▽
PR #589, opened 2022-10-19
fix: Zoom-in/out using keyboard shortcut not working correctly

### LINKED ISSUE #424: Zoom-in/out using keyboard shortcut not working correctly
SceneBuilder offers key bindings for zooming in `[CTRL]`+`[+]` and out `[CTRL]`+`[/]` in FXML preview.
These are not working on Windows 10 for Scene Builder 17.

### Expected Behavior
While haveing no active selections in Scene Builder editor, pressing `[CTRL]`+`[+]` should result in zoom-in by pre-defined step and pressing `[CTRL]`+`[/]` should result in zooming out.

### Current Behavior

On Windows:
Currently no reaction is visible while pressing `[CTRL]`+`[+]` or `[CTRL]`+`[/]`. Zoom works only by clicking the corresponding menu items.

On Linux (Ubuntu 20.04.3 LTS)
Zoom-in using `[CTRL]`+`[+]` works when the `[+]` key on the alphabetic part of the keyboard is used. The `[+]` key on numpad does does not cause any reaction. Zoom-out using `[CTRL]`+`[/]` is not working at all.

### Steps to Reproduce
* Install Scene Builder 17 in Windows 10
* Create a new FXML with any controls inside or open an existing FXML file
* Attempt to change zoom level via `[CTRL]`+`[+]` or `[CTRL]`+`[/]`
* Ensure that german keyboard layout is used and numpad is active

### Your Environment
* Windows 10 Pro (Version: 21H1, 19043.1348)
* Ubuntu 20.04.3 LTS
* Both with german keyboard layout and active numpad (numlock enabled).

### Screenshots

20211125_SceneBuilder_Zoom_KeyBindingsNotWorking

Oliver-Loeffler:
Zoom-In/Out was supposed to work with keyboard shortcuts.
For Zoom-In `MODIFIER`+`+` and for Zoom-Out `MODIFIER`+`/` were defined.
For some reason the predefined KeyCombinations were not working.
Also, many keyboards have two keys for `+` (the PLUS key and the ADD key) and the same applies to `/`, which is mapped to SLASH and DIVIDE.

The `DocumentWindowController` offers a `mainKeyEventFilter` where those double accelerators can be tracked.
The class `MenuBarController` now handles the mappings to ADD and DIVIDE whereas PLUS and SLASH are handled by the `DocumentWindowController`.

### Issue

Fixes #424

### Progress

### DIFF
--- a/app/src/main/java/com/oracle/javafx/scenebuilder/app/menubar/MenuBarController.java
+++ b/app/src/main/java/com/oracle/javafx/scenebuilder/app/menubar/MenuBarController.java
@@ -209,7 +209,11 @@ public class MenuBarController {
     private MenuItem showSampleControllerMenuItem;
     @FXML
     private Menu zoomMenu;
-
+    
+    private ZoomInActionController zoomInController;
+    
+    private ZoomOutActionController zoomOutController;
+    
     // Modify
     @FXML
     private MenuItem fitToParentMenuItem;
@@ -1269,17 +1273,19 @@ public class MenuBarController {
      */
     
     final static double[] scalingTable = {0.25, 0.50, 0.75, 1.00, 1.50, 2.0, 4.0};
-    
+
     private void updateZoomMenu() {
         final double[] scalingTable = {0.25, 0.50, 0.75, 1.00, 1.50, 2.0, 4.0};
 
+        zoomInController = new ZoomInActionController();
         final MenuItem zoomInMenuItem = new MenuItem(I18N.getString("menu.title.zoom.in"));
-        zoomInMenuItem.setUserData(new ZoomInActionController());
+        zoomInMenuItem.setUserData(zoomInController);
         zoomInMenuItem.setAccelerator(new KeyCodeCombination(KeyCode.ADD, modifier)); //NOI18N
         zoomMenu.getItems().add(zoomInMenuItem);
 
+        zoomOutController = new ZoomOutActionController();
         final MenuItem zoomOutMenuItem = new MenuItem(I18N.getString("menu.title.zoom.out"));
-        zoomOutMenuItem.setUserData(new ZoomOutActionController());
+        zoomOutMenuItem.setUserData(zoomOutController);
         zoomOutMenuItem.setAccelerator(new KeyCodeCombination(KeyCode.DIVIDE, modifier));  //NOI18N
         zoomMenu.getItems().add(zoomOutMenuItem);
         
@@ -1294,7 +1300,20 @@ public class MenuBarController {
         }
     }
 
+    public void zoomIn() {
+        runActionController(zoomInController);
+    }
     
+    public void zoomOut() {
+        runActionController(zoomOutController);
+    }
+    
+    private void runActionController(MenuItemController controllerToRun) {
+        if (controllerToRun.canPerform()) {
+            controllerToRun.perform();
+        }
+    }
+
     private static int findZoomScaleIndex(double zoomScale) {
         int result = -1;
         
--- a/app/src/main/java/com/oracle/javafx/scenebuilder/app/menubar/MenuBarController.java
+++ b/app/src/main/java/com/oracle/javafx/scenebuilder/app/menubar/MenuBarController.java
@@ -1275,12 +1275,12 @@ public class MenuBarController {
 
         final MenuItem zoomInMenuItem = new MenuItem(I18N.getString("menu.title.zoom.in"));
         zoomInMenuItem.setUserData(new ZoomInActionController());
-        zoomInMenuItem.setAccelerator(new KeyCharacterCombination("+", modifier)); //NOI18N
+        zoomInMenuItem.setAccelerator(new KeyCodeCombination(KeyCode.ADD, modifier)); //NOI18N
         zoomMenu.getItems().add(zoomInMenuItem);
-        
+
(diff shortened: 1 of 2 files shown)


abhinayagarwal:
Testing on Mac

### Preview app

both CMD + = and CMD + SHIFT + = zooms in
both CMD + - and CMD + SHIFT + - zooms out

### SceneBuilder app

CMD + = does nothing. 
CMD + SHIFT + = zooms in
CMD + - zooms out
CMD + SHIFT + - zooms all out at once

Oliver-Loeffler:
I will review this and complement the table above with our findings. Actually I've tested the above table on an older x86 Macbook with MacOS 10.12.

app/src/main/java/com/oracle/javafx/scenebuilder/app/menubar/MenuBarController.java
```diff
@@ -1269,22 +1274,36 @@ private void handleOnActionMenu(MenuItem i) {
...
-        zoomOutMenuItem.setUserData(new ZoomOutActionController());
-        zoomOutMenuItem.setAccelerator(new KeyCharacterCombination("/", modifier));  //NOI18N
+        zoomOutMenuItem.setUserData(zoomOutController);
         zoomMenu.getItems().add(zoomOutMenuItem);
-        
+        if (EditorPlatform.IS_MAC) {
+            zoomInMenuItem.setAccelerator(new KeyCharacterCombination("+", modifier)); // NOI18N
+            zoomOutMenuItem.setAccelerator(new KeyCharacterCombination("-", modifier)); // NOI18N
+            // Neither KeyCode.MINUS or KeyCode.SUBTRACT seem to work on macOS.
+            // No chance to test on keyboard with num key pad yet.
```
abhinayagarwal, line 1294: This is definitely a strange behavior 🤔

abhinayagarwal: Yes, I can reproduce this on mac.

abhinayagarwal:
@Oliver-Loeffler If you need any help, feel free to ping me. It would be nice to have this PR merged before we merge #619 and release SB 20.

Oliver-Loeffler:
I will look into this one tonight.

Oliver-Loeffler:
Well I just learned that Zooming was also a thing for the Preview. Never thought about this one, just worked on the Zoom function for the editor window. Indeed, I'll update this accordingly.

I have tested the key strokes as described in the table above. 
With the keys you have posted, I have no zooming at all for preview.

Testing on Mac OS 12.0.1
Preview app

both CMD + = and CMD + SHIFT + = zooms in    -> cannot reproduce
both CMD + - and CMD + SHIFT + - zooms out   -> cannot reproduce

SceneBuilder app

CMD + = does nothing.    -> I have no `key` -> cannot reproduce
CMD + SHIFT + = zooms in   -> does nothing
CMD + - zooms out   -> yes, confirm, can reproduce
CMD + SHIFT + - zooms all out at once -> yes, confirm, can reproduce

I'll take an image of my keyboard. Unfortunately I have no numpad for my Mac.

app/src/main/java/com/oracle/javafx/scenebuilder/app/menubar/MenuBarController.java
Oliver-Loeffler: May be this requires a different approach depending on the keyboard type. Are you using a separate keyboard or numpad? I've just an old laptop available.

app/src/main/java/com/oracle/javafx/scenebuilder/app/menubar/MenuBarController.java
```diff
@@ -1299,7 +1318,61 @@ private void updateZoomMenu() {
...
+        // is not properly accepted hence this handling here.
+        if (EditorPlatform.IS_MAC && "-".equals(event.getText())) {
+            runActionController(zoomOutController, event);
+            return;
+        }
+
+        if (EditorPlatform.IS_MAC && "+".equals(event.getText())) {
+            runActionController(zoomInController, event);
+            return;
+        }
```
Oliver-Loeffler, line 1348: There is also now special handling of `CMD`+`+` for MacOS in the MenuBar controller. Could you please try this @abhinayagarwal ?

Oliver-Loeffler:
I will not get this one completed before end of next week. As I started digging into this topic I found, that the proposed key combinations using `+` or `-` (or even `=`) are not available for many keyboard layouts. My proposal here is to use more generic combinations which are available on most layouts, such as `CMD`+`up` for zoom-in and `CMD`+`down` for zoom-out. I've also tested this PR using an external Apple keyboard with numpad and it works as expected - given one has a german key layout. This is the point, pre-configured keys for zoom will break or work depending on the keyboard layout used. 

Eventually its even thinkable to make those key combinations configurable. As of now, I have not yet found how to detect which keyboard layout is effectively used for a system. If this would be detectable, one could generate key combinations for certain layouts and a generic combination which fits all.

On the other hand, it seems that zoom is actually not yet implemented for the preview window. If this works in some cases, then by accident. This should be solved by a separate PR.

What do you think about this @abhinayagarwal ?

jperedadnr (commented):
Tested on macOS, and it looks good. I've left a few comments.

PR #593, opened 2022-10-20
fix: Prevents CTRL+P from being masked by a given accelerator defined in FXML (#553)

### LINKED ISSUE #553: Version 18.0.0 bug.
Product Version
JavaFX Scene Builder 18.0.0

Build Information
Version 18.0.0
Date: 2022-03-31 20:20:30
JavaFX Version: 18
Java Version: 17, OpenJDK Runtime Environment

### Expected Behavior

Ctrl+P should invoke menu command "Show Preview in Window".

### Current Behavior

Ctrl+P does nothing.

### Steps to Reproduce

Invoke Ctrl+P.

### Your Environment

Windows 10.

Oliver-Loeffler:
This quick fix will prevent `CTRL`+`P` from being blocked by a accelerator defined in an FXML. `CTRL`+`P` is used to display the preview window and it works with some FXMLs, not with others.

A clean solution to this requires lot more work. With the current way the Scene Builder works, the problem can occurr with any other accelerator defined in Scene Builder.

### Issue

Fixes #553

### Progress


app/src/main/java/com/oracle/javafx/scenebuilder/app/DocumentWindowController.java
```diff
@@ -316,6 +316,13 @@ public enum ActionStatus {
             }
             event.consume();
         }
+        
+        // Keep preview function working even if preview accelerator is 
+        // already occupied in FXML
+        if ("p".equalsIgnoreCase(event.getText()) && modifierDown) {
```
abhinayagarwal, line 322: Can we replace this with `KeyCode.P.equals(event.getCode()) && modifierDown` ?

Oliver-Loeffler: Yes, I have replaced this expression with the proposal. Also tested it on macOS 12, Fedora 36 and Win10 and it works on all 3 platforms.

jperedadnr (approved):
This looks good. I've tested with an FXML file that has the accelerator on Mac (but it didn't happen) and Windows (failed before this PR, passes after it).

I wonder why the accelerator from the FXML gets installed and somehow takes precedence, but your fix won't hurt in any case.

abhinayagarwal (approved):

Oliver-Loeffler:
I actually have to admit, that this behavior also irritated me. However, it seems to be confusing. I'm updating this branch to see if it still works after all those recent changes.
△
*Your objective*
In the listing above, find the line holding "While haveing no" and the line holding "On Linux (Ubuntu 20.04.3 LTS)", then output those two lines and every line between them exactly.

*Solution to the exercise*
While haveing no active selections in Scene Builder editor, pressing `[CTRL]`+`[+]` should result in zoom-in by pre-defined step and pressing `[CTRL]`+`[/]` should result in zooming out.

### Current Behavior

On Windows:
Currently no reaction is visible while pressing `[CTRL]`+`[+]` or `[CTRL]`+`[/]`. Zoom works only by clicking the corresponding menu items.

On Linux (Ubuntu 20.04.3 LTS)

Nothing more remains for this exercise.